Por falta de fundamentos, STJ revoga prisão domiciliar de ex-vereador de MG

A prisão domiciliar é uma medida substitutiva da prisão preventiva, e não uma alternativa à prisão. Por isso, a decretação da prisão domiciliar não dispensa os requisitos exigidos pelo Código de Processo Penal para as prisões cautelares em geral.

Ministro Sebastião Reis Júnior disse que não havia motivo para manter prisão
Sergio Amaral

Com esse entendimento, a 6ª Turma do Superior Tribunal de Justiça revogou a prisão domiciliar do ex-vereador de Uberlândia (MG) Alexandre Nogueira da Costa, investigado na operação poderoso chefão.

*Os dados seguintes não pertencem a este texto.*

PR #8724, opened 2024-10-17
feat(engine): ensure cache volumes are namespaced

### LINKED ISSUE #7211: Namespace cache volumes by module
## Problem

Cache volumes exist in the engine's global namespace: if modules `A` and `B` each create a cache volume with id `foo`, they will share read and write access to the same volume, as long as they are run on the same engine. This allows one module to corrupt the data of another module, either accidentally or maliciously.

## Solution

Namespace the name of cache volumes, so that each module can only read and write to its own cache volumes.

## See also

*This issue is an up-to-date reboot of https://github.com/dagger/dagger/issues/3345*

rajatjindal:
fixes #7211 

This PR namespaces the cache volumes so that across the modules they have different keys.

### DIFF
--- a/core/integration/cache_test.go
+++ b/core/integration/cache_test.go
@@ -107,3 +107,226 @@ func (CacheSuite) TestLocalImportCacheReuse(ctx context.Context, t *testctx.T) {
 
 	require.Equal(t, out1, out2)
 }
+
+func (CacheSuite) TestCacheIsNamespaced(ctx context.Context, t *testctx.T) {
+	c := connect(ctx, t)
+
+	fooTmpl := `package main
+
+import (
+	"context"
+)
+
+type Foo struct{}
+
+func (f *Foo) GetCacheVolumeId(ctx context.Context) (string, error) {
+	id, err := dag.CacheVolume("volume-name").ID(ctx)
+	return string(id), err
+}
+`
+	barTmpl := `package main
+
+import (
+	"context"
+)
+
+type Bar struct{}
+
+func (b *Bar) GetCacheVolumeId(ctx context.Context) (string, error) {
+	id, err := dag.CacheVolume("volume-name").ID(ctx)
+	return string(id), err
+}
+`
+	ctr := c.Container().
+		From(golangImage).
+		WithMountedFile(testCLIBinPath, daggerCliFile(t, c)).
+		WithWorkdir("/work/bar").
+		With(daggerExec("init", "--name=bar", "--source=.", "--sdk=go")).
+		WithNewFile("main.go", barTmpl).
+		WithWorkdir("/work/foo").
+		With(daggerExec("init", "--name=foo", "--source=.", "--sdk=go")).
+		WithNewFile("main.go", fooTmpl)
+
+	fooID, err := ctr.
+		WithWorkdir("/work/foo").
+		With(daggerExec("call", "get-cache-volume-id")).
+		Stdout(ctx)
+	require.NoError(t, err)
+
+	barID, err := ctr.
+		WithWorkdir("/work/bar").
+		With(daggerExec("call", "get-cache-volume-id")).
+		Stdout(ctx)
+
+	require.NoError(t, err)
+	require.NotEqual(t, fooID, barID)
+}
+
+func (CacheSuite) TestCacheIdSameAcrossSession(ctx context.Context, t *testctx.T) {
+	session1 := connect(ctx, t)
+
+	fooTmpl := `package main
+	import (
+		"context"
+	)
+
+	type Foo struct {}
+	func (f *Foo) GetCacheVolumeId(ctx context.Context) (string, error) {
+		id, err := dag.CacheVolume("volume-name").ID(ctx)
+		return string(id), err
+	}
+	`
+
+	ctr1 := session1.Container().
+		From(golangImage).
+		WithMountedFile(testCLIBinPath, daggerCliFile(t, session1)).
+		WithWorkdir("/work/foo").
+		With(daggerExec("init", "--name=foo", "--source=.", "--sdk=go")).
+		WithNewFile("main.go", fooTmpl)
+
+	fooID, err := ctr1.
+		WithWorkdir("/work/foo").
+		With(daggerExec("call", "get-cache-volume-id")).
+		Stdout(ctx)
+	require.NoError(t, err)
+
+	session2 := connect(ctx, t)
+	ctr2 := session2.Container().
+		From(golangImage).
+		WithMountedFile(testCLIBinPath, daggerCliFile(t, session2)).
+		WithWorkdir("/work/foo").
+		With(daggerExec("init", "--name=foo", "--source=.", "--sdk=go")).
+		WithNewFile("main.go", fooTmpl)
+
+	fooID2, err := ctr2.
+		WithWorkdir("/work/foo").
+		With(daggerExec("call", "get-cache-volume-id")).
+		Stdout(ctx)
+
+	require.NoError(t, err)
+	require.Equal(t, fooID, fooID2)
+}
+
+func (CacheSuite) TestCacheVolumePassedAcrossModules(ctx context.Context, t *testctx.T) {
+	session := connect(ctx, t)
+
+	fooTmpl := `package main
+
+import (
+	"context"
+	"dagger/foo/internal/dagger"
+	"fmt"
+)
+
+type Foo struct{}
+
+func (f *Foo) Populate(ctx context.Context, input string) (*dagger.Container, error) {
+	return dag.Container().
+		From("alpine").
+		WithMountedCache("/tmp-cache-mount", dag.CacheVolume("cache-name")).
+		WithExec([]string{"sh", "-c", fmt.Sprintf("echo '%s' > /tmp-cache-mount/input.txt", input)}).
+		Sync(ctx)
+}
+
+func (f *Foo) Fetch(ctx context.Context) (string, error) {
+	cache := dag.CacheVolume("cache-name")
+	return dag.Bar().Fetch(ctx, cache)
+}
+`
+
+	barTmpl := `package main
+
+import (
+	"context"
+	"dagger/bar/internal/dagger"
+)
+
+type Bar struct{}
+
+func (f *Bar) Fetch(ctx context.Context, vol *dagger.CacheVolume) (string, error) {
+	return dag.Container().
+		From("alpine").
+		WithMountedCache("/tmp-cache-mount-bar", vol).
+		WithExec([]string{"sh", "-c", "cat /tmp-cache-mount-bar/input.txt"}).
+		Stdout(ctx)
+}
+`
+
+	ctr := session.Container().
+		From(golangImage).
+		WithMountedFile(testCLIBinPath, daggerCliFile(t, session)).
+		WithWorkdir("/work/bar").
+		With(daggerExec("init", "--name=bar", "--source=.", "--sdk=go")).
+		WithNewFile("main.go", barTmpl).
+		WithWorkdir("/work").
+		With(daggerExec("init", "--name=foo", "--source=.", "--sdk=go")).
+		WithNewFile("main.go", fooTmpl).
+		With(daggerExec("use", "./bar"))
+
+	inpContent := "some-foo-bar-content"
+	_, err := ctr.
+		WithWorkdir("/work").
+		With(daggerExec("call", "populate", "--input", inpContent)).
+		Stdout(ctx)
+	require.NoError(t, err)
+
+	fetchedFromCache, err := ctr.
+		WithWorkdir("/work").
+		With(daggerExec("call", "fetch")).
+		Stdout(ctx)
+	require.NoError(t, err)
+	require.Equal(t, inpContent, strings.TrimSpace(fetchedFromCache))
+}
+
+func (CacheSuite) TestCacheNotImpactedByChangeInModuleSource(ctx context.Context, t *testctx.T) {
+	session := connect(ctx, t)
+
+	fooTmpl := `package main
+	import (
+		"context"
+	)
+
+	type Foo struct {}
+	func (f *Foo) UseCacheVolume(ctx context.Context) (string, error) {
+		id, err := dag.CacheVolume("cache-name").ID(ctx)
+		return string(id), err
+	}
+	`
+
+	barTmpl := `package main
+	import (
+		"context"
+	)
+
+	type Foo struct {}
+	func (f *Foo) UseCacheVolume(ctx context.Context) (string, error) {
+		id, err := dag.CacheVolume("cache-name").ID(ctx)
+		return string(id), err
+	}
+
+	func (f *Foo) PassCacheVolume(ctx context.Context) (string, error) {
+		return f.UseCacheVolume(ctx)
+	}
+	`
+
+	ctr := session.Container().
+		From(golangImage).
+		WithMountedFile(testCLIBinPath, daggerCliFile(t, session)).
+		WithWorkdir("/work").
+		With(daggerExec("init", "--name=foo", "--source=.", "--sdk=go"))
+
+	fooID, err := ctr.
+		WithWorkdir("/work").
+		WithNewFile("main.go", fooTmpl).
+		With(daggerExec("call", "use-cache-volume")).
+		Stdout(ctx)
+	require.NoError(t, err)
+
+	fooID2, err := ctr.WithWorkdir("/work").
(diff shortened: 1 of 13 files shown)


rajatjindal:
one additional issue I am running into is how to hide this internal api `cache`. We don't want this internal api to be exposed to SDK's. 

I was looking for patterns in code around this, and noticed some api's with name like `__internal<SOMETHING>`, is that an ok pattern to use?

dagql/server.go
```diff
@@ -592,6 +592,26 @@ func NewInstanceForCurrentID[P, T Typed](
 	}, nil
 }
 
+// InstanceWithNewSelector creates a new Instance that's set to the ID calculated
+// using new selector.
+//
+// This is useful in scenarios where we want to inject something into the selector
+// automatically without exposing it to the user. e.g. namespacing of the selector
+func InstanceWithNewSelector[P, T Typed](
```
rajatjindal, line 600: cc @sipsma - this is the function I added on top of `NewInstanceForCurrentID`.  It seems to have worked, but also I am not 100% sure if there are any side-effects of creating a new id by changing the selector like this.

core/schema/cache.go
```diff
@@ -35,10 +37,26 @@ type cacheArgs struct {
...
-	// TODO(vito): inject some sort of scope/session/project/user derived value
-	// here instead of a static value
-	//
-	// we have to inject something so we can tell it's a valid ID
-	return core.NewCache(args.Key), nil
+func (s *cacheSchema) cacheVolume(ctx context.Context, parent dagql.Instance[*core.Query], args cacheArgs) (dagql.Instance[*core.CacheVolume], error) {
+	var inst dagql.Instance[*core.CacheVolume]
+
+	m, err := parent.Self.Server.CurrentModule(ctx)
+	if err != nil && !errors.Is(err, core.ErrNoCurrentModule) {
```
marcosnils, line 44: will this continue working in non-module pipelines? @rajatjindal is currently testing this now.

rajatjindal: Hi @marcosnils 

I verified that this works with non-module pipelines. I used following code to verify this:

```
package main

import (
	"context"
	"fmt"
	"os"

	"dagger.io/dagger/dag"
)

func main() {
	ctx := context.TODO()

	vol := dag.CacheVolume("volume-name")
	outout, err := dag.Container().From("alpine:latest").
		WithMountedCache("/foo", vol).
		WithExec([]string{"sh", "-c", "touch /foo/bar.txt"}).
		WithExec([]string{"sh", "-c", "echo 'hello'"}).
		Stdout(ctx)

	if err != nil {
		fmt.Printf("ERROR: %v\n", err)
		os.Exit(1)
	}

	fmt.Println(outout)
}

```

core/integration/cache_test.go
```diff
@@ -107,3 +107,98 @@ func (CacheSuite) TestLocalImportCacheReuse(ctx context.Context, t *testctx.T) {
 
 	require.Equal(t, out1, out2)
 }
+
+func (CacheSuite) TestCacheIsNamespaced(ctx context.Context, t *testctx.T) {
```
sipsma, line 111: We'll want an additional test where a function in one module passes a cache volume to a function in a different module and make sure that it works as expected (cache volume should be tied to the one who created it, not used it)

core/schema/cache.go
```diff
@@ -19,8 +20,9 @@ func (s *cacheSchema) Name() string {
 
 func (s *cacheSchema) Install() {
 	dagql.Fields[*core.Query]{
-		dagql.Func("cacheVolume", s.cacheVolume).
+		dagql.NodeFunc("cacheVolume", s.cacheVolume).
 			Doc("Constructs a cache volume for a given cache key.").
+			Impure("cacheVolume should be namespaced").
```
sipsma, line 25: Saw that the test workflows in this PR seems noticeably slower and am wondering if the impurity here is the cause. Marking this as impure and then returning another instance that includes `cacheVolume` might be tainting too many dagql IDs and thus giving us less dagql cache benefit (I am just going off theory here though, worth verification).

If so, one solution would be to go back to having a separate `__internalCacheVolume` API that's not impure; this use case is just sort of different than some of the other recent ones where we managed to avoid that hack...

I'd really like it if we could find something better though since that hack really pollutes telemetry, the API, etc.

I think the fundamental problem is that the current impurity system is too coarse (something that's come up in many discussions, not a new idea). Fully reworking it is too much to block this PR on but trying to think of some relatively quick steps we could take to improve it and fix this problem.

I guess what we want is that impurity can be decided on per-call rather than fixed in stone in the schema spec. I actually think that's doable in terms of the low-level dagql Call format. So the basic idea would be that when we check for impurity [here](https://github.com/rajatjindal/dagger/blob/16be68ae06badbcc65e2a6c14aad3b4752035831/dagql/server.go#L891-L891), the impurity value in the spec is just a default but could be overridden.

*Maybe* this is just a matter of setting up that plumbing between a `dagql.Select` call and that line linked above?

cc @vito in case you have any ideas

@rajatjindal this is a bit of ranty comment, sorry. Let me know if it makes sense, can try to clarify more if needed.

dagql/server.go
sipsma: This comment is related: https://github.com/dagger/dagger/pull/8724#discussion_r1844746862

We might need something sort of different than this if the impurity is indeed wreacking havoc on the dagql caching

core/schema/cache.go
vito: Took a swing at adding support for dynamic purity in DagQL - it's a PR that targets _this_ PR, so if we're good with the change we can either just merge it into this, or I can create a separate PR. It was just easiest to test in the context of the thing that needed it.

* https://github.com/rajatjindal/dagger/pull/1

tl;dr: now you can call `dagql.Taint(ctx)` dynamically anywhere in a resolver code path and it'll prevent the current API call from being cached, and also change the returned ID to be tainted - exactly the same effects of calling `Impure` at the schema level, just determined at runtime instead.

rajatjindal: Hi @vito

thanks for adding the support for dynamic purity. I rebased this branch on top of your changes (the new PR to the dagger repo) and accomodated the namespacing logic in this PR accordingly. It seems to have worked as expected.

thanks again.

vito: @rajatjindal Ah cool, glad it worked! Feel free to toss out some of the later commits, the socket + regen ones in particular - I think I need to do a bit more work to fix that case, but the rest of the PR seems OK.

rajatjindal: Hi @sipsma, one more thing I noticed, while testing these changes more, is that if we change the source of the module, that would mean the digest is changed and with the new `taint` functionality we will be creating a new cache volume. I don't think we want that behavior. 

I added a testcase for it, and it seems like that is indeed the case. if we use just the name for namespacing, that might not be sufficient too (high chance of namespace conflict). 

what do you think?

rajatjindal:
I think this PR is ready for final review/merge

jedevc:
We should probably review + merge https://github.com/dagger/dagger/pull/8971 first? cc @vito is that one ready to go?

vito:
@jedevc I flew too close to the sun with the last few commits and haven't had time to hunt down what went wrong, so I just pushed `HEAD~2:HEAD` and hopefully it'll pass now. I'm good with reviewing + merging it first assuming it passes.

core/schema/cache.go
sipsma: @rajatjindal great point... it's definitely a delicate balance in terms of exactly how stable an ID we want to use for the module here.

One important point is that today, it's "extremely stable" in that it's not even tied to the module at all, so I think it would make sense for us to start out with something pretty stable still rather than suddenly switching to something that's changing all the time.

I think this is what you said you switched to in discord, but to confirm, I'm imagining:
1. For git modules, the module name + the URL (excluding scheme like `https`/`ssh`/etc.) + the module source path
2. For local modules, the module name + the module source path

This is definitely not flawless, but seems like an okay starting place. This is worth revisiting though. Do you mind opening an issue for discussing this point more so we don't lose track of it after merging this PR?

rajatjindal: I've reported https://github.com/dagger/dagger/issues/9017 as a follow up. I was not using module source path explicitly (as it is part of modPath), but I've added it as part of namespace key now. 👍

core/schema/cache.go
```diff
@@ -32,13 +34,68 @@ func (s *cacheSchema) Dependencies() []SchemaResolvers {
...
+		refString, err := m.Source.Self.RefString()
+		if err != nil {
+			return inst, err
+		}
+		parsedRef := parseRefString(ctx, bk, refString)
+
+		// use combination of name, modPath and subpath as namespace key.
+		// if we only use name there is a high chance for namespace key conflict
+		// and high chance of cache-miss if we use module source digest for namespace key
+		namespaceKey = name + parsedRef.modPath + parsedRef.repoRootSubdir
```
jedevc, line 74: We can just use `m.Source.Self.Symbolic` right? That includes the clone-ref + subdir without the version information.

`parseRefString` is actually potentially an expensive call - it potentially makes network requests to try and determine the root/etc. We've already got that information available in the parsed module source, so we should prefer that.

core/schema/cache.go
```diff
@@ -32,13 +34,68 @@ func (s *cacheSchema) Dependencies() []SchemaResolvers {
...
+	}
+
+	// if no namespace key, just return the NewCache based on key
+	if namespaceKey == "" {
+		return dagql.NewInstanceForCurrentID(ctx, s.srv, parent, core.NewCache(args.Key))
```
jedevc, line 79: nit: for the args to `core.NewCache` we should always do something like `namespaceKey + ":" + args.Key`.

We don't want there to be a possibility for a non-module call to get the same cache-key as a module api call - which currently it seems like it can.

core/schema/cache.go
```diff
@@ -19,8 +20,9 @@ func (s *cacheSchema) Name() string {
 
 func (s *cacheSchema) Install() {
 	dagql.Fields[*core.Query]{
-		dagql.Func("cacheVolume", s.cacheVolume).
+		dagql.NodeFunc("cacheVolume", s.cacheVolume).
 			Doc("Constructs a cache volume for a given cache key.").
+			Impure("cache volume should be namespaced").
```
jedevc, line 25: I think this can now be rebased to use the new dynamic purity in https://github.com/dagger/dagger/pull/8971?

core/schema/util.go
```diff
@@ -103,6 +103,12 @@ func (maxVersion BeforeVersion) Contains(version string) bool {
 	return semver.Compare(version, string(maxVersion)) < 0
 }
 
+type InternalOnly string
+
+func (i InternalOnly) Contains(version string) bool {
+	return false
+}
```
jedevc, line 110: Looks like some dead code here :thinking:

core/schema/cache.go
vito: Dynamic purity was swapped out for elective purity - so now it's correct to mark this `Impure`. Instead, the `dagql.Select` call sets `Pure: true` when it re-execs itself.

jedevc:
I know it's annoying, but I'm going to remove this from the milestone - it's frustrating if it won't make it in, but I know there's still issues outstanding that we should take the time to properly understand and fix (cc @rajatjindal do you have an update on those, I remember we discussed them sync last week).

With this as the last feature remaining in the milestone, I don't think we should hold the entire release for this to be ready.

rajatjindal:
> I know it's annoying, but I'm going to remove this from the milestone - it's frustrating if it won't make it in, but I know there's still issues outstanding that we should take the time to properly understand and fix (cc @rajatjindal do you have an update on those, I remember we discussed them sync last week).
> 
> With this as the last feature remaining in the milestone, I don't think we should hold the entire release for this to be ready.

Hi @jedevc

Yeah, I understand. I am still working through the other issue (`update-cmd`, in retrospect I should have prioritized this issue as the other one was moved out of the milestone earlier). I will get back to this issue tomorrow, but I guess that would be too late for the release.

core/integration/cache_test.go
```diff
@@ -107,3 +107,235 @@ func (CacheSuite) TestLocalImportCacheReuse(ctx context.Context, t *testctx.T) {
...
+		WithExec([]string{"sh", "-c", "cat /tmp-cache-mount/input.txt"}).
+		Stdout(ctx)
+}
+
+func (f *Bar) FetchDirect(ctx context.Context) (string, error) {
+vol := dag.CacheVolume("cache-name")
+	return dag.Container().
+		From("alpine").
+		WithMountedCache("/tmp-cache-mount", vol).
+		WithExec([]string{"sh", "-c", "cat /tmp-cache-mount/input.txt"}).
```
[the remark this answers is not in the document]
rajatjindal: Hi @sipsma, I think this scenario should work because we are passing along the cache volume to `Bar` from `Foo`. do you still think that this testcase should have failed? if so, did I misunderstood the testcase you mentioned in other comment:

> We'll want an additional test where a function in one module passes a cache volume to a function in a different module and make sure that it works as expected (cache volume should be tied to the one who created it, not used it)

OR It maybe that this comment is showing up on a different line number now that I've pushed some more changes.

core/schema/cache.go
rajatjindal: yep, this seems to have worked as you suggested 👍

core/schema/cache.go
rajatjindal: For a module call, this should never happen and should always have a namespaceKey populated. we are returning with just Key only if namespaceKey turns out to be empty.

core/integration/cache_test.go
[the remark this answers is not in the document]
sipsma: Ah no, not sure if I misread it when I left the comment or if something changed, but looking again now this seems like it's testing+working as expected 👍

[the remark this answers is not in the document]
rajatjindal: just to avoid any confusion around caching, I changed the volume mount to a diff path.  👍

core/schema/cache.go
jedevc: Yes, this is my point - if a non-module call (that's not using modules at all, by using the standalone SDK or even a standalone `dagger query`), it *still* shouldn't be able to access the same cache volumes as modules. They should be entirely separate.

rajatjindal: if we attach a random key as namespaceKey here for "non-module" scenario, I think that will suffice here?

jedevc: If we do a random key, then it's not reproducible? So non-module usage cache volumes would never be reused.


> for the args to `core.NewCache` we should always do something like `namespaceKey + ":" + args.Key`.

Is there anything wrong with just doing this original suggestion?

rajatjindal: just thinking out loud here:

IIUC, there are 2 different ways this function will be called by the enduser:

- module-sdk making the call
- non-module sdk making the call

further for `module-sdk making the call`, there are two ways this function will be called:

-  if `namespace` is not provided. In this case we need to populate the `namespaceKey` arg and call this function again.  (lets call it scenario 1)
- if `namespace` is provided. Then it will return `core.NewCache(<namespaceKey> + ":" + <key-provided-by-user>)`.  (lets call it scenario 2). This is an internal call that we are making from within the function itself

for `non-module sdk making the call`, the `currentModule` will be nil, so `namespaceKey` will be empty string. so we are currently returning `core.NewCache(<key-provided-by-user>` here.  (lets call it scenario 3)

IIUC, what you are suggesting is that for scenario 3 here, we should always return `core.NewCache(<namespaceKey> + ":" + <key-provided-by-user>)`. is that understanding correct?

If so, what I am suggesting is that for both `module-sdk` and `non-module-sdk` *IF* namespace-key is empty, it will still return same `arg` to core.NewCache function call, so I am unable to understand what difference adding `"" + ":"` will make here. 

I am pretty sure I am missing something here, so apologies for going back and forth in advance :)

jedevc: Just realized that the user can actually just provide the `namespaceKey` themselves. Because of this, I don't think my point really matters.

Don't think it's worth continuing to debate this, it's incredibly minor - but what can happen is that module with key `abc` can define a CacheVolume `foo` to get `abc:foo`. Then a non-module user can specify just the key `abc:foo` and get exactly the same cache volume. This shouldn't be possible - because the callers are *different*, they shouldn't be able to get exactly the same cache volume.

The solution is to always have a `":"` there - the empty string `""` at the beginning is the non-module call - it makes it impossible to construct the same cache volume from the external module.

jedevc (approved):
LGTM now, @sipsma and @vito any last comments before merging?

sipsma (approved):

Ele é suspeito de desviar dinheiro do transporte escolar do município e teve o mandato cassado pela Câmara Municipal em março deste ano.

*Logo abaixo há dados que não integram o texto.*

PR #8725, opened 2024-10-17
feat: use new cache policies

jedevc:
Fixes https://github.com/dagger/dagger/issues/7711.

This PR updates buildkit to use the new complex GC policies introduced in https://github.com/moby/buildkit/pull/5079 https://github.com/moby/buildkit/pull/5359, which allows us to set a more complex default policy that works out-of-the-box in more scenarios.


core/integration/localcache_test.go
jedevc, line 1: @sipsma I've updated these tests to also include examples of the new policies - but would appreciate a close look at these to make sure they're doing what I *think* they're doing.

engine/server/gc.go
```diff
@@ -143,52 +140,65 @@ func getGCPolicy(cfg config.GCConfig, root string) []bkclient.PruneInfo {
...
-	return keep.AsBytes(root)
 }
+
+const (
+	diskSpaceReservePercentage int64 = 10
+	diskSpaceReserveBytes      int64 = 10 * 1e9 // 10GB
+	diskSpaceFreePercentage    int64 = 20
+	diskSpaceMaxPercentage     int64 = 80
+	diskSpaceMaxBytes          int64 = 200 * 1e9 // 200GB
+)
```
jedevc, line 204: The old policy is very simple - use 75% of the disk.

The new policy is more complex:
- Always allow use of 10% or 10GB (whichever is smaller, to handle disks that are very small, like docker-desktop's defaults) - dagger's cache will never be forced to reduce below this amount
- Never consume more than 80% or 200GB (whichever is smaller again) - dagger's cache will also be gc-ed at this amount
- Try and keep 20% of the disk free at any point - but never below the reserved storage of 10%/10GB.

I *think* this makes sense? It does mean than on a huge disk, like a 1TB one, we won't use more than 200GB of storage - I think that's the right call for a local dev experience? For CI, I'm not sure, would appreciate any inputs @marcosnils @sipsma.

go.mod
```diff
@@ -282,3 +282,5 @@ replace (
 	go.opentelemetry.io/otel/log => go.opentelemetry.io/otel/log v0.3.0
 	go.opentelemetry.io/otel/sdk/log => go.opentelemetry.io/otel/sdk/log v0.3.0
 )
+
+replace github.com/moby/buildkit => github.com/jedevc/buildkit v0.8.2-0.20241010144035-f69c0798296a
```
jedevc, line 286: This points to a custom fork right now (so as to avoid pulling in all the protobuf changes before they've actually been battle-tested in a release - also I suspect it'll be a bit of a complex change :cry:)

We should point it to our fork at https://github.com/dagger/buildkit before merging.

sipsma (approved):
LGTM, no blockers but left one comment with thoughts about the defaults

engine/server/gc.go
jedevc: Yeah, makes sense - I've reverted the default to 75% usage, without the cap - if we do that, we can do it separately.

I'm working on a new config file mechanism as well, which should give us more ownership over our config, and will help us more easily configure the defaults (so we don't have to keep pointing to the buildkit docs).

Apesar da revogação da prisão domiciliar, o colegiado manteve as medidas cautelares alternativas à prisão impostas ao ex-parlamentar pelo Tribunal de Justiça de Minas Gerais, como o monitoramento eletrônico e a proibição de contato com os demais investigados.

Quilômetros em excesso
De acordo com as investigações, Alexandre Nogueira seria o líder de uma organização criminosa que teria desviado mais de R$ 7 milhões do município mediante o aumento artificial da quilometragem apresentada pelos motoristas do transporte escolar.

Segundo a apuração policial, os motoristas recebiam apenas o correspondente à quilometragem efetivamente percorrida, enquanto os valores relativos aos quilômetros em excesso eram desviados pelos operadores do esquema criminoso.

O ex-parlamentar teve a prisão preventiva decretada em março de 2019, mas o TJ-MG, em habeas corpus, determinou que a medida fosse cumprida em regime domiciliar, aplicando, ainda, medidas cautelares diversas da prisão.

Em novo pedido de Habeas Corpus, dessa vez dirigido ao STJ, a defesa alegou que os demais investigados da operação poderoso chefão estão soltos e questionou a manutenção da prisão domiciliar e das medidas cautelares alternativas.

Preventiva e domiciliar
Relator do pedido, o ministro Sebastião Reis Júnior apontou que, ao impor as medidas cautelares distintas da prisão, o TJ-MG fundamentou-as adequadamente na gravidade dos delitos e no risco de reiteração das condutas, tendo em vista que os fatos denunciados teriam perdurado por mais de uma década.

Entretanto, o ministro destacou que o tribunal mineiro decretou a prisão domiciliar apesar de ter reconhecido a ausência de razões para manter a preventiva. Da decisão do TJ-MG, consta que a gravidade dos fatos "não é suficiente para a manutenção da prisão preventiva, a qual não se mostra imprescindível para a garantia da ordem pública e o bom andamento do processo".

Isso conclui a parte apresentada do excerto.